Stored items:

§

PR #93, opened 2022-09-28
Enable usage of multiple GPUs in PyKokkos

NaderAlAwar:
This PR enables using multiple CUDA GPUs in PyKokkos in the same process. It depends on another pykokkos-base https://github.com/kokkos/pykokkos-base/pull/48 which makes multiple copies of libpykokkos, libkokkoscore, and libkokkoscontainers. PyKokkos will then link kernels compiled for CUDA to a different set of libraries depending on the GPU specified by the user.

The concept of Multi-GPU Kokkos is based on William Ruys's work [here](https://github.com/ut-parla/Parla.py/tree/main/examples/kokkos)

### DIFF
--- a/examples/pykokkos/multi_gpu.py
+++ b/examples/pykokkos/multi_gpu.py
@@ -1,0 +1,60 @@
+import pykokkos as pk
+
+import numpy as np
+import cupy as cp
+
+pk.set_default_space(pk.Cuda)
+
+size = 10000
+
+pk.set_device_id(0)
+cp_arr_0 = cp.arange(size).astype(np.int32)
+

§

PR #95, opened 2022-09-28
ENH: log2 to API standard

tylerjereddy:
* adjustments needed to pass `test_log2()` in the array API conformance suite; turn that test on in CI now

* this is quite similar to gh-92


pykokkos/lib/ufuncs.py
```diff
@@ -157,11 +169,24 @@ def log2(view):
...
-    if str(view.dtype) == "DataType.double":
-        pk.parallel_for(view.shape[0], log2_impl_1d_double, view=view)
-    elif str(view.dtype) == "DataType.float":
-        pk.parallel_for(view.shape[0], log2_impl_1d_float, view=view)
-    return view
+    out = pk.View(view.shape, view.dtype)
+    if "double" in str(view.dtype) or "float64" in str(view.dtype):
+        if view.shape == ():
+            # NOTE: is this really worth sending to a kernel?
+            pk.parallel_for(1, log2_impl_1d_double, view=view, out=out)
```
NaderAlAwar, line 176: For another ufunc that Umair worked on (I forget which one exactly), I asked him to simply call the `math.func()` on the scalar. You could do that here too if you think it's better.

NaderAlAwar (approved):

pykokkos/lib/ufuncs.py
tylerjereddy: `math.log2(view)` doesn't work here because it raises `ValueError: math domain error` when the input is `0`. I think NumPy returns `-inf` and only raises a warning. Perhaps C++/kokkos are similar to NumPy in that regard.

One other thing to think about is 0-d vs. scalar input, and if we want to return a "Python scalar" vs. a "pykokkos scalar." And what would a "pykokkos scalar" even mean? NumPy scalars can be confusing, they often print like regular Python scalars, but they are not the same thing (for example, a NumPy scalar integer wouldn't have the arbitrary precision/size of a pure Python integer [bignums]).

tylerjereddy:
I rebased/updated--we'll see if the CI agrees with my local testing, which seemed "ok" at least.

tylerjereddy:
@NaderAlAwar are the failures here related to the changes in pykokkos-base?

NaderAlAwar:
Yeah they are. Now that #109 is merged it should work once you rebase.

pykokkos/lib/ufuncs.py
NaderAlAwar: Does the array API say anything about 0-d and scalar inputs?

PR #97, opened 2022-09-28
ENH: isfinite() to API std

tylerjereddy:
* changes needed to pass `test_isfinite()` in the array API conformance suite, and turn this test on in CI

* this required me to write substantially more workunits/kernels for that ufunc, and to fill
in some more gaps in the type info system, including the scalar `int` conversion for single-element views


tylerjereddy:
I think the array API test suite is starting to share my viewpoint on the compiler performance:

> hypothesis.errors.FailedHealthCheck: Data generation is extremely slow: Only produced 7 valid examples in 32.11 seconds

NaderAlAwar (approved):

§

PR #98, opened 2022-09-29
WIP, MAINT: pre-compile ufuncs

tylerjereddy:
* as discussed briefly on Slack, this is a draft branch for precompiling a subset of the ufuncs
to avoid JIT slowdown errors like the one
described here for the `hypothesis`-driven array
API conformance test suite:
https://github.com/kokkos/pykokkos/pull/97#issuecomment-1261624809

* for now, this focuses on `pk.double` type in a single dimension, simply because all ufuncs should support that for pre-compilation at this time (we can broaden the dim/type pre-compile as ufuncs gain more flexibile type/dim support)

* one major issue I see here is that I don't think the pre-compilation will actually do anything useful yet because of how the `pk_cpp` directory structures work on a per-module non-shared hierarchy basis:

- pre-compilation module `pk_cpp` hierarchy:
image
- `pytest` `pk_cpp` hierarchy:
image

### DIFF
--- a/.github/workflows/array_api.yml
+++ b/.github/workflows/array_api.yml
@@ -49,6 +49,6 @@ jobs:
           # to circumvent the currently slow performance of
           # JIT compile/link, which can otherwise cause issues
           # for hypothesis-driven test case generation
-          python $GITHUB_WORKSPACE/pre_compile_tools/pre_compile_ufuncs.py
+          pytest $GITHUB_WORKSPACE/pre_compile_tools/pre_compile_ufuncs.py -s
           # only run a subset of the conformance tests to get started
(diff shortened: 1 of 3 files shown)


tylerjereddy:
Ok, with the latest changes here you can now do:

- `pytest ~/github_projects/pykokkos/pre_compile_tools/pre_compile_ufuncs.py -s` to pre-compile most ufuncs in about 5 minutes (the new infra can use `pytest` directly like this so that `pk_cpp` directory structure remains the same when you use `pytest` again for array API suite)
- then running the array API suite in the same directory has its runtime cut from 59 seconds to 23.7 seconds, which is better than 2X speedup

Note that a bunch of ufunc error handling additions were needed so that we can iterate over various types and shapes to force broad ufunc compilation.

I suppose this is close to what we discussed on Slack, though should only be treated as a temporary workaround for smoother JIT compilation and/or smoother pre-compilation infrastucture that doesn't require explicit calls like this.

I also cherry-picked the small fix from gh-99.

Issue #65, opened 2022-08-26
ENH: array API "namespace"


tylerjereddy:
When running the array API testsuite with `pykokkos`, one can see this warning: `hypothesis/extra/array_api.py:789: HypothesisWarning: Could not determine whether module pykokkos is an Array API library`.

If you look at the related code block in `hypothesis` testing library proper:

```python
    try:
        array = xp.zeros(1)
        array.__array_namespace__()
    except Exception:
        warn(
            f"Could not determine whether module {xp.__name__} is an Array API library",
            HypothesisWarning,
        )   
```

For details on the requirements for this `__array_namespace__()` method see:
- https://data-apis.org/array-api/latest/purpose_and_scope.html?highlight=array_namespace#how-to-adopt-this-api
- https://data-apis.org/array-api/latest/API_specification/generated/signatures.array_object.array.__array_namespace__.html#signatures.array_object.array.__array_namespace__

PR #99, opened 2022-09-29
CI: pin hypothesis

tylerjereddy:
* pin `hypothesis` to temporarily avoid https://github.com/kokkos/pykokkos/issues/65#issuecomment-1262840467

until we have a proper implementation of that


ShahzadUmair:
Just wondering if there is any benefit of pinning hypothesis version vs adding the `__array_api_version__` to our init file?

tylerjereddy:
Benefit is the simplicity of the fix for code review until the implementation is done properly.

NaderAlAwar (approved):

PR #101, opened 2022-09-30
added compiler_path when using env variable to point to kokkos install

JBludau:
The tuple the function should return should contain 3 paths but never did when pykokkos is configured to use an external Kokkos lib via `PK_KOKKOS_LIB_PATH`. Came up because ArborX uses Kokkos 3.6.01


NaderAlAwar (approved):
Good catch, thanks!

§

Note down each line above where the word "running" occurs.

## SOLUTION TO THE EXERCISE
- then running the array API suite in the same directory has its runtime cut from 59 seconds to 23.7 seconds, which is better than 2X speedup
When running the array API testsuite with `pykokkos`, one can see this warning: `hypothesis/extra/array_api.py:789: HypothesisWarning: Could not determine whether module pykokkos is an Array API library`.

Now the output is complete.